TASK OBJECTIVE — Return every line from the one with "This PR moves" through the one with "### References", inclusive, exactly as it appears below.

+ + +

PR #32683, opened 2023-07-25
Add conditionals to community comment jobs

justinretzolk:
### Description

This PR corrects a few jobs related to `pull_request_target` and `issues` events so that community notes are only added when issues/PRs are opened, rather than on every event type.

### Relations

Relates #32605

N/a, actions


breathingdust (approved):
LGTM 🚀

PR #32752, opened 2023-07-29
Update DLM Docs to show that count and interval cannot be used together 

ceciliaames695:
Added some documentation to note that you can't use both count and interval in a single DLM retention schedule retain_rule block (as experienced with terraform and confirmed in AWS documentation here: https://docs.aws.amazon.com/dlm/latest/APIReference/API_RetainRule.html)

### Relations

Closes #0000

```console

...
```

### DIFF
--- a/website/docs/r/dlm_lifecycle_policy.markdown
+++ b/website/docs/r/dlm_lifecycle_policy.markdown
@@ -307,9 +307,9 @@ This resource supports the following arguments:
 
 #### Retain Rule arguments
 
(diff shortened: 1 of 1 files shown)


justinretzolk (approved):
Thank you for taking the time to raise this! I noticed that there were a couple of other `*_rule` blocks that had similar restrictions, so I pushed a change for those as well. I'll get this merged in once the checks finish up. Thanks for your contribution! 🚀

PR #32771, opened 2023-07-31
Improve conditionals for adding PRs to Project

justinretzolk:
### Description

Previously, we were only adding PRs that were ready for review to the Project board, however, this caused some PRs to be missed due to a race condition with labeling. This PR simplifies the conditional such the drafts are now added as well, and the items are added as soon as they're labeled (in the case of maintainers, as soon as it's opened).

N/a, Actions

### DIFF
--- a/.github/workflows/pull_request_target.yml
+++ b/.github/workflows/pull_request_target.yml
@@ -119,13 +119,13 @@ jobs:
           gh project item-edit --id "$PROJECT_ITEM_ID" --project-id ${{ env.PROJECT_ID }} --field-id ${{ env.VIEW_FIELD_ID }} --single-select-option-id ${{ vars.team_project_view_working_board }}
 
       - name: 'Ready Partner Pull Requests'
-        if: contains(github.event.pull_request.labels.*.name, 'partner') && !github.event.pull_request.draft
+        if: contains(fromJSON('["opened", "ready_for_review"]'), github.event.action) && needs.community_check.outputs.partner == 'true' && !github.event.pull_request.draft
         run: |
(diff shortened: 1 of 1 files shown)


.github/workflows/pull_request_target.yml
```diff
@@ -119,13 +119,13 @@ jobs:
           gh project item-edit --id "$PROJECT_ITEM_ID" --project-id ${{ env.PROJECT_ID }} --field-id ${{ env.VIEW_FIELD_ID }} --single-select-option-id ${{ vars.team_project_view_working_board }}
 
       - name: 'Ready Partner Pull Requests'
-        if: contains(github.event.pull_request.labels.*.name, 'partner') && !github.event.pull_request.draft
+        if: contains(fromJSON('["opened", "ready_for_review"]'), github.event.action) && needs.community_check.outputs.partner == 'true' && !github.event.pull_request.draft
```
breathingdust, line 122: Would it not be simpler to have those checks just work on labelled event?

justinretzolk: It could be, but the label could be applied while the PR was still a draft, so we wouldn't be able to differentiate on whether it was a draft PR or not before adding it to the Project. If we're okay with adding draft PRs to the Project, I can make that change.

breathingdust: I'd definitely prefer to include the drafts. It seems simpler to disconnect the events, and just have one trigger apply labels and another triggering view assignment when labelled. Don't feel strongly about it if you would prefer this method.

justinretzolk: That makes sense to me -- I'd based the conditionals on excluding drafts, but including them makes this quite a bit easier. I've pushed a change with that in mind.

breathingdust (approved):
LGTM 🚀

PR #32849, opened 2023-08-03
Move `issues` and `pull_request_target` workflows to GitHub App

justinretzolk:
### Description

This PR moves the `issues.yml` and `pull_request_target.yml` workflows over to use a GitHub App for authentication when labeling or adding items to the GitHub Project. This is necessary, as using the automatically generated GitHub token does not allow the workflow to trigger itself, so when the workflows label something (e.g. with `partner`), it won't re-trigger the workflow, causing the `label` event, which is what we rely on to add the item to the project.

Note: this will require ensuring that our GitHub App has write permissions for issues and pull requests, as well as read/write for organization projects.

### References

- [An example](https://github.com/hashicorp/terraform-provider-aws/actions/runs/5754481875/job/15599855690) of a partner PR being opened, labeled appropriately, and not being added to the project
- [GitHub Documentation](https://docs.github.com/en/actions/using-workflows/triggering-a-workflow#triggering-a-workflow-from-a-workflow) indicating the limitation that we're hitting:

+ + +

TASK SOLUTION —
This PR moves the `issues.yml` and `pull_request_target.yml` workflows over to use a GitHub App for authentication when labeling or adding items to the GitHub Project. This is necessary, as using the automatically generated GitHub token does not allow the workflow to trigger itself, so when the workflows label something (e.g. with `partner`), it won't re-trigger the workflow, causing the `label` event, which is what we rely on to add the item to the project.

Note: this will require ensuring that our GitHub App has write permissions for issues and pull requests, as well as read/write for organization projects.

### References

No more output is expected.